Moore Family to Portugal

Moore Family to Portugal

‌We have had new ladies added to the church so today we started a new ladies’ Bible study, hosted by Michella with the blue couch (if you recall that story) 😁

Sunday we had a back to school service in which we prayed over the teachers and students in our congregation who will be starting homeschooling, private schooling, and public schooling. Each person took home the name of a student or teacher to pray for throughout the year.
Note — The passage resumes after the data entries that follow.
Issue #21964, opened 2022-01-01
default route for wireguard interface automatically set when allowedIPs contains ::/0 or 0.0.0.0/0 since v250


freswa:
Last good version: `249.7`
First bad version: `250`

With `249.7` this file doesn't set a default route, with `250` it does.

`wg0.network` config file:
```
[Match]
Name=wg0

[Network]
Address = fd00:dead:beef::1/64
Address = 172.16.42.1/24
IPForward = yes

[Route]
Destination = 172.16.0.0/22
Gateway = 172.16.42.2

[Route]
Destination = 192.168.178.0/24
Gateway = 172.16.42.2

[Route]
Destination = 192.168.80.0/24
Gateway = 172.16.42.2

[Route]
Destination = 2a01:4f8:1c0c:80a0::/64
Gateway = fd00:dead:beef::2
```

yuwata:
Could you provide relevant .netdev file?

yuwata:
I guess, you have `AllowedIPs=0.0.0.0/0` or `AllowedIPs=::/0`. If so, please try to set `RouteTable=off` in [WireGuardPeer] or [WireGuard] section.

freswa:
netdev:
```
[NetDev]
Name = wg0
Kind = wireguard
MTUBytes = 1412

[WireGuard]
PrivateKey = yyy
ListenPort = 51820

[WireGuardPeer]
PublicKey = xxx
AllowedIPs = 0.0.0.0/0
AllowedIPs = ::/0
```

Indeed, `RouteTable = off` fixes the issue. Is this an intentional change in systemd 250?

yuwata:
Since v250, networkd creates routes to `AllowedIPs=` by default. But yeah, I think we should disable that for 0.0.0.0/0 or ::/0.

`wg-quick` does something more complicated and smart way to handle such case.

yuwata:
@zx2c4 Could you give me any suggestions?

zx2c4:
It might not be a bad idea to handle this the way `wg-quick` does. Either that, or handle it normally as is the case now, and expect people to set RouteTable=off who dont want it. Don't special case it to doing nothing, though.

yuwata:
@zx2c4 OK. Thanks.

m29h:
I think this is caused by pull #21553.
[...]

PR #22054, opened 2022-01-08
network: Do NOT add unspecified (::/0, 0.0.0.0/0) wireguard routes

igo95862:
Breaks systems configured before systemd 250.

See #21964.


igo95862:
I have not yet updated documentation but will do soon.

zx2c4:
NACK.

Special casing one route doesn't make sense and isn't the right way to solve this problem, as mentioned in https://github.com/systemd/systemd/issues/21964#issuecomment-1003771183.

zx2c4 (changes requested):
There's no reason to bifurcate the discussion in #21964, where we were discussing this. Please bring things back to there. Strong n'ack on the approach of this PR. Do not merge.

igo95862:
See #22065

It is the eve of the first day of school. Lunches are packed, outfits are picked, backpacks are loaded, and teachers are still awaiting visas 😓

Thank you for your prayers.

assess, adapt, overcome

This is a phrase I heard a supporting pastor’s wife say quietly to her teenage daughter in the midst of a teenage panic session that had been brought on by whatever unexpected and unwelcome news she had relayed in her mother’s ear. I immediately recognized the value of this advice and its applicability to so many life situations well beyond the teen years. Unbeknownst to this godly pastor’s wife and mother, I have rehearsed these words many times to myself and to others. Assess, adapt, and overcome is exactly what we have had to do for the past 2 1⁄2 years during COVID, including its effect on our summer camps. In Portugal, the battle for young people’s hearts and minds is intense. Our summer camps play a very important role in distancing kids from the continual narrative of the world just long enough for them to be able to hear the voice of the Lord in their lives. Many churches’ youth and youth ministries have suffered greatly from the COVID lockdowns and the lack of gatherings for an age bracket that craves so much social engagement. Though we expected it to re-open this summer, the venue we have used in the past remains closed, so we looked for other options.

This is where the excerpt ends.